A couple of years ago, I realized that, I still had quite a few limitations, real or perceived that I was still holding onto. Therefore, instead of attempting to influence or move the entire globe of humanity, I decided to focus on what I was already familiar with, the education system in Taiwan and to an extent, mainland China. My plan was simply to do as I had been calling for others to do, stand within and as locations of the system and change it from within.

In short, I chose a university that was close to home and in very nice area in central Taiwan. The name of the university is Asia University, Taichung Taiwan. It took me about one year to get a job there. I spent the first six months setting up my getaway (LOL) and I used the second six months to target my words very specifically so to do everything I possibly could to get that job. Whow!
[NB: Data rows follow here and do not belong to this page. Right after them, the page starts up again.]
Issue #1107, opened 2025-08-20
[App] Improve error messages for manual delegation strategy selection


UncleBlock:
Issue

- Users might copy an strategy but not notice that it is not suitable for their Trove collateral

Solution / Requirement

- Distinguish between these two error messages
- 1) Error message 1: "This is not a valid delegate address".
- 2) Error message 2: "This delegate does not support your Trove collateral. Choose a delegate for you collateral."
- If we can easily fetch the Trove collateral from the user we could include it in the message above: "Choose a delegate for you collateral (wstETH)."

Current error message: This is a valid delegate but not for this collateral type: 
<img width="622" height="349" alt="Image" src="https://github.com/user-attachments/assets/f52fef7a-4979-4bbc-9093-1e9716713e9d" />

PR #1127, opened 2025-09-15
[App] Delegates metadata

### LINKED ISSUE #970: [App] Allow for logging of delegates with look up for metadata
should allow for name and description for known-delegates (pass via API?)

cyril-dfi:
Closes #970

### DIFF
--- a/frontend/app/src/liquity-delegate.ts
+++ b/frontend/app/src/liquity-delegate.ts
@@ -38,7 +38,7 @@ export function useDelegateDisplayName(delegateAddress: string | null) {
   const knownDelegatesQuery = useKnownDelegates();
 
   return useMemo(() => {
-    if (!delegateAddress || !knownDelegatesQuery.data) return null;
+    if (!delegateAddress || !knownDelegatesQuery.data) return undefined;
 
     // branchId could be used for filtering delegates by collateral in the future
     for (const group of knownDelegatesQuery.data) {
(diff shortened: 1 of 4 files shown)


cyril-dfi:
If this is released as is, we'll need to update this blog post with the new screenshots/methodology: https://www.liquity.org/blog/autonomous-interest-manager

frontend/app/src/delegates.json
danielattilasimon, line 1: Instead of baking this file into the frontend, we should fetch it from a configurable URL `NEXT_PUBLIC_KNOWN_DELEGATES_URL`, which would default to `https://api.liquity.org/v2/known-delegates/ethereum.json`. Then we will add this file to the API repo.

The reason is we want frontend operators to be able to override the delegates (e.g. by placing a JSON in their `public` directory at build time and pointing the URL at `https://their-frontend.app/delegates.json`) but still be able to add new delegates without releasing a new app version for those frontends that choose not to override them.

cyril-dfi:
This latest commit https://github.com/liquity/bold/pull/1127/commits/942493b0d01d31c6fdac22ed23fc39d037e0ad50  closes https://github.com/liquity/bold/issues/1107

frontend/app/src/comps/InterestRateField/InterestRateField.tsx
```diff
@@ -157,8 +157,6 @@ export const InterestRateField = memo(
       )
       : debtInFrontOfInterestRate.data;
 
-    const redemptionRisk = debtInFront
-      && getRedemptionRisk(debtInFront.debtInFront, debtInFront.totalDebt);
```
danielattilasimon, line 161: Why are we no longer calculating redemption risk???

If only we humans (including me) understood fully the extent or impact our words have on creation, as in who we are and the outcomes we influence... Actually, I’m not certain how much would change with just understanding, because in essence we already understand how we create. The problem is that, we as a whole have not yet taken responsibility for our creation from the starting point of equality and oneness with what is best for all. This is a point that is changing rapidly and I’ll probably expand on it a little later.

My plan was (and still is) to remain positioned at Asia University for 3-5 years. I am now in the last week of my second year and I have signed a contract to do a third year. The school has not yet signed my contract; however, I guess they are probably going to sign it. This afternoon, I will attend a Ministry of Education conference on education reform in Taiwan. Thirteen universities will be there to present the outcomes of their reform projects that they/we have been implementing over the past two semesters. I am scheduled to present a couple of ppt slides and perhaps say a few words. I will probably have about five minutes. I have an idea what I will perhaps say; however, having practiced opening up points when it’s time to open them up, I have come to agree that there is little sense in attempting to plan every word that I am going to say. Actually, my boss or a colleague  may end up using all the time, lol. So, I will let you know (read inform you) how that goes in part II of this process update. There is so much more to say. Having completed a part of a mission that I have undertaken, I now plan to refocus a lot more effort unto my personal process. I begin to refocus by posting part I of this update.